### Data supplied
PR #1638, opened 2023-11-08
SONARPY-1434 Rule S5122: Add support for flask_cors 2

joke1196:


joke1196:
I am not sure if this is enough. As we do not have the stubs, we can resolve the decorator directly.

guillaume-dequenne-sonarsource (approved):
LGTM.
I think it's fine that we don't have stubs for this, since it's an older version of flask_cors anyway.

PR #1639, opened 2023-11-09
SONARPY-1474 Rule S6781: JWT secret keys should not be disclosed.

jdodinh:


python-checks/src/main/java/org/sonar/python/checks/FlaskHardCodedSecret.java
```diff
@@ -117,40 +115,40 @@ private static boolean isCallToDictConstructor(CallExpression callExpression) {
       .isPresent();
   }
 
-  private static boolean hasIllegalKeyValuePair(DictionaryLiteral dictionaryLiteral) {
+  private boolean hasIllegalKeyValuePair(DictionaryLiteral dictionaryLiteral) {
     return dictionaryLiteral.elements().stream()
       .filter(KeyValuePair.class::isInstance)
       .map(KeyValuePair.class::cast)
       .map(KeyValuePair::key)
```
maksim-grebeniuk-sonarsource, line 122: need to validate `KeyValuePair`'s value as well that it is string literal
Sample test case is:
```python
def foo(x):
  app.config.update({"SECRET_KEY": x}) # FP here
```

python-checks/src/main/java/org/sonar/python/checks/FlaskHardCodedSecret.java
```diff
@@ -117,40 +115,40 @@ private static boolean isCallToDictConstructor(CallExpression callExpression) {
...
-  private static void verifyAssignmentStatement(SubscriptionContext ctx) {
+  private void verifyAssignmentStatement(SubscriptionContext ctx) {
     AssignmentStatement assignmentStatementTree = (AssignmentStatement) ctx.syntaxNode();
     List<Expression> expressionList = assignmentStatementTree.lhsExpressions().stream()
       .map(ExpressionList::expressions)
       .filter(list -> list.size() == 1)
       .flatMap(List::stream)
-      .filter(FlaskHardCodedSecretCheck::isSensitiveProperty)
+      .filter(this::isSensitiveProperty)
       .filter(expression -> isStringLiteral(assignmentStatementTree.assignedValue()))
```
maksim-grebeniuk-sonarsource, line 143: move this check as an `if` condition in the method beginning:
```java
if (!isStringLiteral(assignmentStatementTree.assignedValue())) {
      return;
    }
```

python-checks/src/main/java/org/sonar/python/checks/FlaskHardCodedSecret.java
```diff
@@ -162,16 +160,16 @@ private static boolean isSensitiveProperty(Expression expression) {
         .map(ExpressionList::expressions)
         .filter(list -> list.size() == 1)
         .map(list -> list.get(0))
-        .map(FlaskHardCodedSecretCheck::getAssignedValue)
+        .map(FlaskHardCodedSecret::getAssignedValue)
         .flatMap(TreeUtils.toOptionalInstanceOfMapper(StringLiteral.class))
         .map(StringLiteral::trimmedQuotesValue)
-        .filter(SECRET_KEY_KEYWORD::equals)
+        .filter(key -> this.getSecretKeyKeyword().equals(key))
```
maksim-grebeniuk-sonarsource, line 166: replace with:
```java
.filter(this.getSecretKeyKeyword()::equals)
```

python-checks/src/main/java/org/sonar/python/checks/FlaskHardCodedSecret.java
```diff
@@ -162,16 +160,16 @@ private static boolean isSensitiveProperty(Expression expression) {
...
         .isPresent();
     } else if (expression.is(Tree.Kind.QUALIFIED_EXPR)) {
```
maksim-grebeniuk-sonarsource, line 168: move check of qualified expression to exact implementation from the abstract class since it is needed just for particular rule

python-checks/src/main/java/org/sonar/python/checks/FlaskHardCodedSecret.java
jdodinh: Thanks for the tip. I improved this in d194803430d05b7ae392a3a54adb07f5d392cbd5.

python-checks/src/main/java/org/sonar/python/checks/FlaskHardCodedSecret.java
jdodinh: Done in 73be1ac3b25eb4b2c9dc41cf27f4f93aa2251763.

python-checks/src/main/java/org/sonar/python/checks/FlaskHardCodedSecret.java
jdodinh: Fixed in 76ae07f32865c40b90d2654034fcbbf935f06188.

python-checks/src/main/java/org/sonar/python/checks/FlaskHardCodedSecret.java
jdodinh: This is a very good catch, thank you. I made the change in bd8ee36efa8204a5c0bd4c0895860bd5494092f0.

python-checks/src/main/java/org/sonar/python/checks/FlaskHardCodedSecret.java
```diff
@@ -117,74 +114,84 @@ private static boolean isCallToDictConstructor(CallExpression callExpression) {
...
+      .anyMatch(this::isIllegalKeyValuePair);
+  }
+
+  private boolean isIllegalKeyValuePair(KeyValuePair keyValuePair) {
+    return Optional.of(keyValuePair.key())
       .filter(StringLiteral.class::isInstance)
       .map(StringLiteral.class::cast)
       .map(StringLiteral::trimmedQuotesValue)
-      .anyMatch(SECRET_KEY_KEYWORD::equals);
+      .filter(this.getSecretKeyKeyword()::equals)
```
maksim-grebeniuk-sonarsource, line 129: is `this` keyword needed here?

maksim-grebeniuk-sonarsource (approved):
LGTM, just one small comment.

### What you will do
Check the entries above line by line and return each one containing the word "getSecretKeyKeyword".

### Response below
+        .filter(key -> this.getSecretKeyKeyword().equals(key))
.filter(this.getSecretKeyKeyword()::equals)
+      .filter(this.getSecretKeyKeyword()::equals)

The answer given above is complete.